PR #531, opened 2019-07-02
Lab07 - Errors

### LINKED ISSUE #530: Lab07 - Errors
**Create errors for:**
- Value < 0

willshen8:
Fixes #530

Review of colleague's PR #533

## Creating error conditions for the following two conditions
- Value < 0
Also adding locking for cater for race conditions

### DIFF
--- a/07_errors/willshen8/error.go
+++ b/07_errors/willshen8/error.go
@@ -1,0 +1,13 @@
+package main
+
+import "fmt"
+
+type Error struct {
+	Message string
+	Code    int
+}
+
+func (e *Error) Error() string {
+	return fmt.Sprintf("Error code %d: %s",
+		e.Code, e.Message)
+}
--- a/07_errors/willshen8/error.go
+++ b/07_errors/willshen8/error.go
@@ -11,3 +11,8 @@ func (e *Error) Error() string {
 	return fmt.Sprintf("Error code %d: %s",
 		e.Code, e.Message)
 }
+
+const (
+	NegativeValue    = 1001
+	NonExistentPuppy = 1002
+)
--- a/07_errors/willshen8/puppy.go
+++ b/07_errors/willshen8/puppy.go
@@ -1,0 +1,35 @@
+package main
+
+import (
+	"fmt"
+	"io"
+	"os"
+)
+
+var out io.Writer = os.Stdout
+
+type Puppy struct {
+	ID    uint32
+	Breed string
+	Color string
+	Value string
+}
+
+func main() {
+	cutePuppy := Puppy{1, "Jack Russell", "White and Brown", "500"}
+	naughtyPuppy := Puppy{1234, "Fox Terrier", "Black", "1300"}
+
+	var store = MapStore{}
+	store.ms = map[uint32]Puppy{}
+	createdID, _ := store.CreatePuppy(&cutePuppy)
+	fmt.Fprintln(out, "First Created Puppy ID:", createdID)
+
+	readPuppy, _ := store.ReadPuppy(createdID)
+	fmt.Fprintln(out, "ReadPuppy:", readPuppy)
+
+	updateResult, _ := store.UpdatePuppy(createdID, &naughtyPuppy)
+	fmt.Fprintln(out, "Update puppy result:", updateResult)
+
+	deleteSuccess, _ := store.DeletePuppy(createdID)
+	fmt.Fprintln(out, "Result of deleting puppy:", deleteSuccess)
+}
--- a/07_errors/willshen8/storer_test.go
+++ b/07_errors/willshen8/storer_test.go
@@ -9,107 +9,84 @@ import (
 	"github.com/stretchr/testify/suite"
 )
 
+var (
+	Puppy1        = Puppy{1, "Jack Russell Terrier", "White and Brown", "1500"}
+	Puppy2        = Puppy{1234, "Fox Terrier", "Black", "1300"}
+	Puppy3        = Puppy{100, "German Shepperd", "Brown", "2000"}
+	Puppy4        = Puppy{120, "Golden Retriever", "Golden", "2500"}
+	Puppy5        = Puppy{200, "Chihuahua", "White", "500"}
+	Puppy6        = Puppy{300, "Husky", "White", "3500"}
+	Puppy7        = Puppy{700, "Pomeranian", "White", "700"}
+	InvalidPuppy  = Puppy{22, "Pomeranian", "White", "-100"}
+	ReadError     = Error{Code: NonExistentPuppy, Message: "Puppy ID can not be found, read operation failed."}
+	UpdateError   = Error{Code: NonExistentPuppy, Message: "Puppy ID can not be found, update operation failed."}
+	DeleteError   = Error{Code: NonExistentPuppy, Message: "Puppy ID can not be found, delete operation failed."}
+	ErrorCreateID = uint32(0)
+)
+
 type StorerSuite struct {
 	suite.Suite
-	storer        Storer
-	Puppy1        Puppy
-	Puppy2        Puppy
-	Puppy3        Puppy
-	Puppy4        Puppy
-	Puppy5        Puppy
-	Puppy6        Puppy
-	Puppy7        Puppy
-	InvalidPuppy  Puppy
-	ErrorCreateID uint32
-	ErrorCreate   string
-	ErrorRead     string
-	ErrorUpdate   string
-	ErrorDelete   string
-}
-
-func (s *StorerSuite) SetupTest() {
-	s.Puppy1 = Puppy{1, "Jack Russell Terrier", "White and Brown", "1500"}
-	s.Puppy2 = Puppy{1234, "Fox Terrier", "Black", "1300"}
-	s.Puppy3 = Puppy{100, "German Shepperd", "Brown", "2000"}
-	s.Puppy4 = Puppy{120, "Golden Retriever", "Golden", "2500"}
-	s.Puppy5 = Puppy{200, "Chihuahua", "White", "500"}
-	s.Puppy6 = Puppy{300, "Husky", "White", "3500"}
-	s.Puppy7 = Puppy{700, "Pomeranian", "White", "700"}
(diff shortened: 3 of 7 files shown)


07_errors/willshen8/syncStore.go
```diff
@@ -0,0 +1,79 @@
...
+func (s *SyncStore) CreatePuppy(p *Puppy) (uint32, error) {
+	if i, err := strconv.Atoi(p.Value); err == nil {
+		if i < 0 {
+			return 0, &Error{
+				Message: "Puppy value can't be less than 0.",
+				Code:    1,
+			}
+		}
+	}
+	s.mu.Lock()
```
pfannerj: The example provided by Dan for lab6 uses `s.mu.Lock()` followed directly by `defer s.mu.Unlock()` at the beginning of the each applicable function.  I believe using defer is good practice because then it doesn't matter where the function exits, the defer means it will always unlock before the function exits.

07_errors/willshen8/syncStore.go
```diff
@@ -0,0 +1,79 @@
...
+		Message: "Puppy ID can not be found, read operation failed.",
+		Code:    2,
+	}
+}
+
+// UpdatePuppy updates the store with key of id with the new puppy.
+// It returns a boolean whether the operation is successful or not.
+func (s *SyncStore) UpdatePuppy(id uint32, puppy *Puppy) (bool, error) {
+	if _, ok := s.syncStore.Load(id); ok {
+		s.mu.Lock()
```
pfannerj: My question here is whether or not the Lock should be done before the Load... in the example that @anzboi  provided with lab6, it does the Lock as the first statement and then defer Unlock (as mentioned in my comment above)... I see ur logic in that u are only locking if u need to update but I think using the Lock/defer Unlock pattern is preferable.

07_errors/willshen8/error.go
```diff
@@ -0,0 +1,13 @@
...
+
+type Error struct {
+	Message string
+	Code    int
+}
+
+func (e *Error) Error() string {
+	return fmt.Sprintf("Error code %d: %s",
+		e.Code, e.Message)
+}
```
pfannerj, line 13: I like the idea in the example where the error codes are defined as an enum within error.go and then the more meaningful name (eg. ErrNotFound) is passed into the error function rather than just passing a 1 or 2.

pfannerj:
Everything LGTM but I'll hold off labelling with "Approved by colleague" until I confirm that it's ok to Lock after the Load... or maybe you wanna just make that change and use defer Unlock?? 
Also noticed that your not looking for the bonus points for the build the new leveldb storer...

pfannerj:
I just had a chat with Dan and he says the update should definitely do the Lock and defer Unlock up front at the start of the function.. so I'll mark with 'Changes Requested' and just let me know when ur ready for me to have another look...

07_errors/willshen8/syncStore.go
willshen8: Thanks, changed added.

07_errors/willshen8/syncStore.go
willshen8: II have tried locking it before the  read operation and it goes to an infinite loop.

07_errors/willshen8/error.go
willshen8: I was thinking about this one and thought what they asking is an error code similar to network response code like 404, 200, etc. 

The one in the lecture slides `var ErrPermission = errors.New("permission denied")` actually returns a string. And my idea of code is a number, but I could be wrong.

So my change is to add the equivalent of enum:
```
const (
	NEGATIVEVALUE = 1001
	NONEXISTENTPUPPY = 1002
)
```

willshen8:
@pfannerj Thanks judy, changes added after your PR review. Please approve if you are happy with it,

07_errors/willshen8/error.go
pfannerj: yeah, that's good, numeric code is in the example too.

07_errors/willshen8/syncStore.go
pfannerj: hmmm, works fine for me... 
```
// UpdatePuppy modifies puppy data in the sync store, either creating a new one or overwriting an old one.
func (s *SyncStore) UpdatePuppy(puppyID uint32, p *Puppy) (uint32, error) {
	s.Lock()
	defer s.Unlock()
	if _, ok := s.Load(puppyID); !ok {
		s.currID++
		puppyID = s.currID
	}
	p.ID = puppyID //ensure the ID within p always matches the sync store key (puppyID)
	s.Store(puppyID, *p)
	return puppyID, nil
}
```
Do u want me to come and visit u?

pfannerj: Sorry... I don't know how to insert code so that it displays properly

camscale: @pfannerj Use triple backticks around the block of code instead of single backticks. I've edited your comment, so take a look

willshen8: @camh-anz  Thanks Cam, I told her the answer via slack yesterday.

07_errors/willshen8/error.go
```diff
@@ -0,0 +1,18 @@
...
+
+const (
+	NEGATIVEVALUE    = 1001
```
anzboi: Go convention is to name these the same as any other variable
`NegativeValue`
`NonExistentPuppy`

07_errors/willshen8/storer_test.go
```diff
@@ -0,0 +1,132 @@
...
+	readPuppy1, _ := s.storer.ReadPuppy(createdID)
+	m.Equal(&s.Puppy1, readPuppy1)
+}
+
+func (s *StorerSuite) TestCreatePuppyWithValueThanZero() {
+	m := assert.New(s.T())
+	var buf bytes.Buffer
+	out = &buf
+	createdID, createError := s.storer.CreatePuppy(&s.InvalidPuppy)
+	fmt.Fprintln(out, createError)
```
anzboi: You can use `assert.EqualValues(t, expected, actual)` to check the errors directly, rather than printing, capturing output and checking the error strings

Note that your interfaces return a generic `error` rather than your `*Error`. I actually prefer this way of doing it, but you may need to type cast the returned error first (though I think `EqualValues` handles this via reflection anyway). If you do need to, here's the code

```go
createID, createError := s.storer.CreatePuppy(&s.InvalidPuppy)

// You may not need these lines if EqualValues works on its own
// require.IsType(t, *Error{}, createError) // Check the type is correct, fail and stop test if not
// err := createError.(*Error)

assert.EqualValues(t, expected, createError)
```

07_errors/willshen8/storer_test.go
```diff
@@ -0,0 +1,132 @@
...
+	"testing"
+
+	"github.com/stretchr/testify/assert"
+	"github.com/stretchr/testify/suite"
+)
+
+type StorerSuite struct {
+	suite.Suite
+	storer        Storer
+	Puppy1        Puppy
```
anzboi: Store these as unexported variables
```
var (
  puppy1 = Puppy{1, "Jack Russell Terrier", "White and Brown", "1500"}
  ...

  createError = Error{Code: NEGATIVEVALUE, Message: "Puppy value can't be less than 0"}
  ...
)
```

This also avoids recreating them for every test (just don't modify them in any tests, copy first if you need to modify)

07_errors/willshen8/storer_test.go
```diff
@@ -0,0 +1,132 @@
...
+	InvalidPuppy  Puppy
+	ErrorCreateID uint32
+	ErrorCreate   string
+	ErrorRead     string
+	ErrorUpdate   string
+	ErrorDelete   string
+}
+
+func (s *StorerSuite) SetupTest() {
+	s.Puppy1 = Puppy{1, "Jack Russell Terrier", "White and Brown", "1500"}
```
anzboi: Move these to the variables at the top of the file.

07_errors/willshen8/puppy.go
```diff
@@ -0,0 +1,35 @@
...
+	"os"
+)
+
+var out io.Writer = os.Stdout
+
+type Puppy struct {
+	ID    uint32
+	Breed string
+	Color string
+	Value string
```
anzboi, line 15: Not sure if value should be numeric or a string. Most days I would argue numeric, but there are non-trivial challenges storing monetary data, and for the json api you will need to do the integer conversion anyway so I will let this slide.

On a side note, A couple of people at anz have been working on an IEEE decimal implementation in go (which solves the problems with storing dollar values). Once that is in, there would be no reason to keep using strings for dollar values.

anzboi (changes requested):
Looking good, love the test coverage.
I would like to rework the suite tests though, move the test data out of the suite to unexported variables, and rework how you check your errors (check them directly rather than through output of `Error()`)

07_errors/willshen8/error.go
willshen8: Thanks agreed, was thinking Java when I wrote these constants.

07_errors/willshen8/storer_test.go
willshen8: Thanks, this is addressed. I simply used the testingSuite `Equal` function.

07_errors/willshen8/storer_test.go
willshen8: Addressed also.

07_errors/willshen8/storer_test.go
willshen8: Done!

07_errors/willshen8/puppy.go
willshen8: I think the original intention was that we could have currency signs like $.

07_errors/willshen8/storer_test.go
willshen8: Hi Dan, please note that I still used this old-style for one of the test cases for 100% test coverage purpose.

anzboi (approved):
LGTM, great work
- - - - -
Each line above that contains the word "used" should be copied.

* _TASK RESPONSE_:
willshen8: Thanks, this is addressed. I simply used the testingSuite `Equal` function.
willshen8: Hi Dan, please note that I still used this old-style for one of the test cases for 100% test coverage purpose.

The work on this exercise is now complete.